PR #1486, opened 2017-07-14
Edits to the Azure AD overview topic.

Lauragra:


api-reference/v1.0/resources/azure_ad_overview.md
```diff
@@ -1,42 +1,42 @@
...
+To call the Microsoft Graph APIs on Azure AD resources, your app will need the appropriate permissions. Many of the APIs exposed on Azure AD resources require one of the [_Directory_ permissions](../../../concepts/permissions_reference.md#directory-permissions). Directory permissions are highly privileged and always require administrator consent. 
 
-There are two kinds of permissions: delegated and application. If your app is calling an API on behalf of a user, it will need delegated permissions. If it is calling an API as itself without a signed-in user, it will need application permissions. This latter scenario is generally the case with back-end services or daemons. For more information about delegated and application permissions, see [Permissions](../../../concepts/permissions_reference.md). 
+If your app is acting on behalf of a user (application permissions), that user will likely need to be a member of an appropriate [administrator role](https://docs.microsoft.com/azure/active-directory/active-directory-assign-admin-roles) for your app to successfully call many of the Azure AD APIs.
```
JimacoMS2: IMPORTANT! change "(application permissions)" to "(delegated permissions)"

api-reference/v1.0/resources/azure_ad_overview.md
```diff
@@ -1,42 +1,42 @@
...
+With Microsoft Graph, you can access [Azure Active Directory (Azure AD)](https://docs.microsoft.com/azure/active-directory/active-directory-whatis) resources to enable scenarios like including managing administrator (directory) roles, inviting external users to an organization, and, if you are [Cloud Solution Provider (CSP)](https://partner.microsoft.com/cloud-solution-provider), managing your customer's data. Microsoft Graph also provides methods that apps can use to, for example, discover information about users' transitive group and role memberships. 
 
-> **Note**: Some Azure AD resources are documented in other sections of the API reference. For more information, see [users](users.md) and [groups](group.md).
+> **Note**: Some Azure AD resources are documented in other sections of the API reference. For more information, see [Users](users.md) and [Groups](group.md).
```
JimacoMS2: It's up to you, but the resources are actually lower case.

angelgolfer-ms: I think we should be clearer with the second sentence, by saying, "For more information, see the user and group resources.", or, "For more information, see user and group.", with hot links to the user and group resource topics.

The resource names are singular, lower (camel) case, always.

api-reference/v1.0/resources/azure_ad_overview.md
```diff
@@ -1,42 +1,42 @@
...
 
-There are two kinds of permissions: delegated and application. If your app is calling an API on behalf of a user, it will need delegated permissions. If it is calling an API as itself without a signed-in user, it will need application permissions. This latter scenario is generally the case with back-end services or daemons. For more information about delegated and application permissions, see [Permissions](../../../concepts/permissions_reference.md). 
+If your app is acting on behalf of a user (application permissions), that user will likely need to be a member of an appropriate [administrator role](https://docs.microsoft.com/azure/active-directory/active-directory-assign-admin-roles) for your app to successfully call many of the Azure AD APIs.
 
-Finally, if your app is acting on behalf of a user, that user will likely need to be a member of an appropriate [administrator role](https://docs.microsoft.com/azure/active-directory/active-directory-assign-admin-roles) for your app to successfully call many of the Azure AD APIs.
+For more information about permissions, including delegated and application permissions, see [Permissions](../../../concepts/permissions_reference.md).
```
angelgolfer-ms: In general, I would be happy to add a See-also link to the permissions content in the overview topic(s) for the Outlook API, but to bubble the permissions discussion up in the body of their respective overview topic and make it informative enough to make a point (or a few), I would be repeating content that's fully explained in the permissions content.
As a matter of fact, because these overview topics are in the API reference section, it's just as fine that we focus on the capabilities of the API in these overview topics. When the customer gets to a point to start implementing these API calls, the corresponding API reference topic will have a link to the permissions topic, is that correct?

api-reference/v1.0/resources/azure_ad_overview.md
```diff
@@ -1,42 +1,42 @@
...
 
-With Microsoft Graph, you can access [Azure Active Directory (Azure AD)](https://docs.microsoft.com/azure/active-directory/active-directory-whatis) resources that you can use to enable several different scenarios. This includes managing administrator (directory) roles, inviting external users to an organization, and, if you are [Cloud Solution Provider (CSP)](https://partner.microsoft.com/cloud-solution-provider), managing your customer's data. Microsoft Graph also provides several methods that can be used by many kinds of apps; for example, to discover information about transitive group and role memberships of users. 
+With Microsoft Graph, you can access [Azure Active Directory (Azure AD)](https://docs.microsoft.com/azure/active-directory/active-directory-whatis) resources to enable scenarios like including managing administrator (directory) roles, inviting external users to an organization, and, if you are [Cloud Solution Provider (CSP)](https://partner.microsoft.com/cloud-solution-provider), managing your customer's data. Microsoft Graph also provides methods that apps can use to, for example, discover information about users' transitive group and role memberships.
```
angelgolfer-ms: Under the Use case column, can we please start with a summary sentence for each use case?

Ideally, describing these use cases (how they are supported) should actually go into the corresponding resource topics (after the resource description in the resource topic), or in a separate lower level overview topic, and this overview topic would link to them in the second or third column. 

However, if this is currently not the case with Azure content, at least, can we separate the summary use case sentence from the rest of the use case description, by starting a new paragraph in that same cell of the table?

api-reference/v1.0/resources/azure_ad_overview.md
```diff
@@ -1,42 +1,42 @@
...
 
 ## Common use cases 
 
-The following table lists some common scenarios that Azure AD resources can be used for.
+The following table lists some common use cases for Azure AD resources.
 
 | Use cases		   | REST resources	| See also |
 |:---------------|:--------|:----------|
 | **Directory object and methods** | | |
 | `directoryObject` is the base class that many directory resources, like users and groups, inherit from. Microsoft Graph exposes several methods that you can use to discover information about users, groups, and other directory objects. For example, you can check for transitive membership in a list of groups, return all the groups and directory roles that a directory object is a transitive member of, or get all the resources of a specified type (like user or group) from a list of generic resource IDs. | [directoryObject](../resources/directoryobject.md) | N/A |
```
angelgolfer-ms: Instead of saying "Directory object and methods", can we rephrase and be more direct in describing what actions the API support?

And in general, for this table:
Under the Use case column, can we please start with a summary sentence for each use case? (This is analogous to documenting a method, in any platform, using the Microsoft dev div style. We always start with a verb and a single-sentence summarizing what that method does.)

Ideally, describing these use cases (how they are supported) should actually go into the corresponding resource topics (after the resource description in the resource topic), or in a separate lower level overview topic, and this overview topic would link to them in the second or third column. 

However, if this is currently not the case with Azure content, at least, can we separate the summary use case sentence from the rest of the use case description, by starting a new paragraph in that same cell of the table?

api-reference/v1.0/resources/azure_ad_overview.md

────────────────────────────────────────

- **Instructions for the task**: Go through the data above and find the lines with the word "following". Copy each of those lines.

- **Solution for this problem**:
-The following table lists some common scenarios that Azure AD resources can be used for.
+The following table lists some common use cases for Azure AD resources.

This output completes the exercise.